TASK DETAILS
Exactly as they appear, set down all the lines of the material.

EXTRACTED INFORMATION
--*--

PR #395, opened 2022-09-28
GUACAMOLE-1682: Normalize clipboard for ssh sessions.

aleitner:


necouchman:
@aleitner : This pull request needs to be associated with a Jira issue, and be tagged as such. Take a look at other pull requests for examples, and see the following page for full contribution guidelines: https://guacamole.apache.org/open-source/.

--*--

ANSWER TO THIS EXERCISE
PR #395, opened 2022-09-28
GUACAMOLE-1682: Normalize clipboard for ssh sessions.

aleitner:


necouchman:
@aleitner : This pull request needs to be associated with a Jira issue, and be tagged as such. Take a look at other pull requests for examples, and see the following page for full contribution guidelines: https://guacamole.apache.org/open-source/.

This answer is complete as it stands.